The method of this paper is described as follows:
Firstly, the LIVE image database is divided into two categories: training images and testing images. In addition, we extract the region of interest and features on the training images. Then, we use the feature vectors as the input of the ε-SVR, the DMOS of the corresponding image as the output target to train the image quality evaluation model. Finally, the image quality prediction model is used to predict the quality of the distorted image.
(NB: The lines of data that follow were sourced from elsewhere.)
PR #2105, opened 2024-07-09
Replace bar loader with wave loader animation

DarksightKellar:


DarksightKellar:
> Thanks so much @DarksightKellar .
> 
> 1. one thing , on the hierarchy the loading indicator moves a bit as its loading (from lower to higher). Not urgent though but can be seen here if you reload - https://deploy-preview-2105.app.dev.decentdao.org/hierarchy?dao=eth:0xB98d45F9021D71E6Fc30b43FD37FB3b1Bf12c064
> 2. design wise, @nicolaus-sherrill  when online can you have a look at this. My take is the indicator should be a little smaller but want your take before I send kelvin down a wrong path

Hey @tomstuart123, on

1. This appears to be existing behaviour (see [same screen here on a different branch](https://deploy-preview-2106.app.dev.decentdao.org/hierarchy?dao=eth:0xB98d45F9021D71E6Fc30b43FD37FB3b1Bf12c064). Looks like different loading items that are showing, and not that the _same_ indicator jumps to the top. Regardless, this is all to be replaced by the loading indicator overhaul in the future.

2. Will wait for @nicolaus-sherrill's take here

adamgall:
I agree with @DarksightKellar on point 1, this is supposed to be a quick swap, which doesn't include custom cleanup after the fact.

On point 2, @DarksightKellar can you "make it a bit smaller" and we see what that looks like? If that would take more than like 2 minute then don't worry about it imo.

DarksightKellar:
> d we see what that looks like? If that would take more than like 2 minute then don't worry about i

It would lol. The implementation is way too sensitive to the individual boxes that make up the wave, so a size change would involve a bit of manual trial and error @adamgall

DarksightKellar:
@tomstuart123 on @adamgall's suggestion, I went ahead and experimented with a slightly smaller loader size. Take a look when you get the chance. 

@nicolaus-sherrill still need your take here when you're online. I can't use exact size numbers, but I can try to get it as close as possible to a suggested size

adamgall:
For the sake of moving things along, i'd like to merge this as-is

adamgall (approved):

nicolaus-sherrill:
Aligned, thanks @adamgall and @DarksightKellar

PR #2109, opened 2024-07-09
`Bugfix` Handle Role Detail drawer closing properly

### LINKED ISSUE #2116: Clicking "x" on Role Details drawer via New Proposal page on desktop does wrong thing
It should just close the drawer, but instead it navigates the user back to Roles Index page, losing the entire pending proposal.

Da-Colon:
Closes #2116


adamgall:
@Da-Colon does this fix the bug where clicking "x" incorrectly navigated back to Roles Index of closing the drawer and staying on Create Proposal?

adamgall (approved):

PR #2111, opened 2024-07-09
Bug fixes

### LINKED ISSUE #2100: `[roles-0.1.0]` Add customNonce component to roles form

### LINKED ISSUE #2110: New Role Proposal remove trash can fix scrolling
On New Roles Proposal page
- remove trash can
- fix scrolling

DarksightKellar:
closes #2110
closes #2100


src/hooks/DAO/loaders/useHatsTree.ts
```diff
@@ -15,86 +15,90 @@ const useHatsTree = () => {
   const { setHatsTree } = useRolesState();
   const ipfsClient = useIPFSClient();
 
-  useEffect(() => {
-    async function getHatsTree() {
-      if (hatsTreeId === undefined || hatsTreeId === null) {
-        return;
-      }
+  const getHatsTree = useCallback(async () => {
```
DarksightKellar, line 18: Exporting `getHatTree` from this hook to naively re-query the entire tree whenever any of the hats contract events fire

src/hooks/DAO/loaders/useHatsTree.ts
```diff
@@ -15,86 +15,90 @@ const useHatsTree = () => {
...
     }
+  }, [chain.id, hatsSubgraphClient, hatsTreeId, ipfsClient, setHatsTree]);
 
+  useEffect(() => {
     getHatsTree();
-  }, [chain.id, hatsSubgraphClient, hatsTreeId, setHatsTree, ipfsClient]);
+  }, [chain.id, hatsSubgraphClient, hatsTreeId, setHatsTree, ipfsClient, getHatsTree]);
+
+  return {
+    getHatsTree,
```
DarksightKellar, line 100: This is the only functional change in this hook (plus moving `getHatsTree` out of the `useEffect`. The rest are whitespace diffs

src/pages/daos/[daoAddress]/roles/edit/summary/index.tsx
```diff
@@ -61,7 +61,7 @@ export default function EditProposalSummary() {
       <Show above="md">
         <Portal>
           <Box
-            position="fixed"
+            position="absolute"
```
Comment (DarksightKellar) [inline src/pages/daos/[daoAddress]/roles/edit/summary/index.tsx:64]: The fix for the role create proposal screen scroll issue

src/hooks/DAO/loaders/useHatsTree.ts
```diff
@@ -15,86 +15,90 @@ const useHatsTree = () => {
...
+          hatsTreeId,
+        },
+      });
     }
+  }, [chain.id, hatsSubgraphClient, hatsTreeId, ipfsClient, setHatsTree]);
 
+  useEffect(() => {
     getHatsTree();
-  }, [chain.id, hatsSubgraphClient, hatsTreeId, setHatsTree, ipfsClient]);
+  }, [chain.id, hatsSubgraphClient, hatsTreeId, setHatsTree, ipfsClient, getHatsTree]);
```
adamgall, line 97: Probably don't need all of these dependencies here?

src/pages/daos/[daoAddress]/roles/edit/index.tsx
```diff
@@ -46,6 +47,8 @@ function RolesEdit() {
   const { rolesSchema } = useRolesSchema();
   const { hatsTree, hatsTreeId, getHat } = useRolesState();
 
+  useHatsListeners();
```
Comment (adamgall) [inline src/pages/daos/[daoAddress]/roles/edit/index.tsx:50]: This needs to be instantiated somewhere higher, so that it stays mounted and in-memory throughout the context of a loaded DAO in our app. Right now it'll only be listening if the user is in the RolesEdit page here.

src/hooks/DAO/useHatsListeners.ts
```diff
@@ -0,0 +1,107 @@
...
+  useEffect(() => {
+    if (!publicClient || !safe) return;
+
+    const hatsContract = getContract({
+      abi: HatsAbi,
+      address: getAddress(hatsProtocol),
+      client: publicClient,
+    });
+
+    if (!hatsContract) return;
```
adamgall, line 76: `hatsContract` won't be null or undefined, don't need this check.

src/hooks/DAO/useHatsListeners.ts
```diff
@@ -0,0 +1,107 @@
...
+
+    hatsContract.watchEvent.HatCreated({
```
adamgall, line 78: For all of these followingn lines:

1. These event watchers return functions, which need to be called when it's time to cleanly destroy the listener streams. Specifically, that needs to happen when the `useEffect` re-runs, because we'll be creating a new event listener, so we gotta close the first one.
    ```ts
    useEffect(() => {
      const unwatch = contract.watchEvent.Foo({ onLogs: logs => console.log(logs) })
      return () => {
        unwatch()
      }
    }, [])
   
   ```
2. Right now all of these event listeners are scoped only to the global Hats protocol contract. These listener callbacks are being fired for _every single_ time these events get fired, regardless of the Hat Tree. Can we scope these to just our (currently loaded) Hat Tree?

adamgall (changes requested):
2 of the 3 issues in this PR are good to go. I'm going to push some new code to this branch to undo the implementation of the issue that i don't think is ready, then we can merge this and keep working in a new PR for that third issue.

adamgall (approved):
This looks good now, for the two issues.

This paper focuses on the image region of interest extraction. The traditional Itti model calculates the salient region of the image by extracting the underlying features of the image color, brightness and direction. It can search out the attention region. However, there are still some shortcomings, for instance, the contour of the salient region is not clear. In order to extract the region of interest more accurately, we add texture and edge structure features to the Itti model. Then, we use the improved model to extract the region of interest and region of non-interest, and use BRISQUE algorithm to extract the natural statistical features of the image respectively. Moreover, the characteristics of the region of interest and region of non interest are fused to get the measure factor of the image. We train the image quality evaluation model, which the measure factor as the input and the DMOS value of corresponding image as the output target of SVR. Finally, the quality of the distorted image is predicted by the trained evaluation model.
8. Conclusions
With the development of information technology, digital images have been widely used in every corner of our life and work, the research of image quality assessment algorithm also has very important practical significance. In this letter, we describe a framework for constructing an objective no-reference image quality assessment measure. The framework is unique, since it absorbs the features of human visual system. On the basis of human visual attention mechanism and BRISQUE method, this paper proposes a new NR IQA method based on visual perception, which we named as ROI-BRISQUE. First, we detailed the algorithm and the extraction model of ROI, and demonstrated the ROI consistent quite well with human perception. Then, we used BRISQUE method to extract image features and evaluated the ROI-BRISQUE index in terms of correlation with subjective quality score, and demonstrated that algorithm is statistically better than some state of the art IQA indices. At last, we demonstrated that ROI-BRISQUE performs consistently across different databases with similar distortions.
Further, the experimental results show that the new ROI-BRISQUE algorithm can be easily trained for a LIVE IQA database. In addition, it may be easily extended beyond the distortions considered here making it suitable for general-purpose blind IQA problems. The method correlates highly with visual perception of quality, and outperforms the full-reference PSNR and SSIM measure and the recent no-reference BLIINDS-II, DIIVINE indexes, and excels the performance of the no-reference BRISQUE index.
In the future, we will make further efforts to improve ROI-BRISQUE, such as further exploring human visual system and extracting the region of interest accurately.